**YOUR TASK**
Print each record below character for character.

**PROVIDED RECORDS**
▶

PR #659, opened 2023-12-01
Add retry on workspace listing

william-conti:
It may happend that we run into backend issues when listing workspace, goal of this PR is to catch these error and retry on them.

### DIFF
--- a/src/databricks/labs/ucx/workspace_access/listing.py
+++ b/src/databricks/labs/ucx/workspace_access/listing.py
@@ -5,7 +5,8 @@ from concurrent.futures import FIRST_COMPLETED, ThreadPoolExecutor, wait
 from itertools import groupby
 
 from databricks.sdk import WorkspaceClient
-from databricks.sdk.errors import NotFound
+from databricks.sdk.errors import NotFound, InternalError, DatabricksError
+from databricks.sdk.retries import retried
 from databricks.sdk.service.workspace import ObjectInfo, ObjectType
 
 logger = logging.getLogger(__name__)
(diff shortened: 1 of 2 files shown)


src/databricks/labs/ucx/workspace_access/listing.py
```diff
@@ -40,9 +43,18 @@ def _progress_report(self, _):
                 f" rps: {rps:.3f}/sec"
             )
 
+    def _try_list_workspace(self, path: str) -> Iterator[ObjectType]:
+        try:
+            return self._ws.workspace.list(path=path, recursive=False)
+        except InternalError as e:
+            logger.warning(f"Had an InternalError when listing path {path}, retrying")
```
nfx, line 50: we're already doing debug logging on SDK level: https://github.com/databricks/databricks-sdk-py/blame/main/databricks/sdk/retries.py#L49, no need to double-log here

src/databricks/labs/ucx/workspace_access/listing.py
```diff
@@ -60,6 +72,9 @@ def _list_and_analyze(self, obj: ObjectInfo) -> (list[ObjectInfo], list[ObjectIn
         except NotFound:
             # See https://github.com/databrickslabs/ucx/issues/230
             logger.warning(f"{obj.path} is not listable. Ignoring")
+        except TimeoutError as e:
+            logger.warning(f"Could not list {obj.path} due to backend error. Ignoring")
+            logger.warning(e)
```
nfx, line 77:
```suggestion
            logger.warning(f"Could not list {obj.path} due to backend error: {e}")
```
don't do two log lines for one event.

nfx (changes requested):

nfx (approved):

◀

**WRITTEN SOLUTION**
PR #659, opened 2023-12-01
Add retry on workspace listing

william-conti:
It may happend that we run into backend issues when listing workspace, goal of this PR is to catch these error and retry on them.

### DIFF
--- a/src/databricks/labs/ucx/workspace_access/listing.py
+++ b/src/databricks/labs/ucx/workspace_access/listing.py
@@ -5,7 +5,8 @@ from concurrent.futures import FIRST_COMPLETED, ThreadPoolExecutor, wait
 from itertools import groupby
 
 from databricks.sdk import WorkspaceClient
-from databricks.sdk.errors import NotFound
+from databricks.sdk.errors import NotFound, InternalError, DatabricksError
+from databricks.sdk.retries import retried
 from databricks.sdk.service.workspace import ObjectInfo, ObjectType
 
 logger = logging.getLogger(__name__)
(diff shortened: 1 of 2 files shown)


src/databricks/labs/ucx/workspace_access/listing.py
```diff
@@ -40,9 +43,18 @@ def _progress_report(self, _):
                 f" rps: {rps:.3f}/sec"
             )
 
+    def _try_list_workspace(self, path: str) -> Iterator[ObjectType]:
+        try:
+            return self._ws.workspace.list(path=path, recursive=False)
+        except InternalError as e:
+            logger.warning(f"Had an InternalError when listing path {path}, retrying")
```
nfx, line 50: we're already doing debug logging on SDK level: https://github.com/databricks/databricks-sdk-py/blame/main/databricks/sdk/retries.py#L49, no need to double-log here

src/databricks/labs/ucx/workspace_access/listing.py
```diff
@@ -60,6 +72,9 @@ def _list_and_analyze(self, obj: ObjectInfo) -> (list[ObjectInfo], list[ObjectIn
         except NotFound:
             # See https://github.com/databrickslabs/ucx/issues/230
             logger.warning(f"{obj.path} is not listable. Ignoring")
+        except TimeoutError as e:
+            logger.warning(f"Could not list {obj.path} due to backend error. Ignoring")
+            logger.warning(e)
```
nfx, line 77:
```suggestion
            logger.warning(f"Could not list {obj.path} due to backend error: {e}")
```
don't do two log lines for one event.

nfx (changes requested):

nfx (approved):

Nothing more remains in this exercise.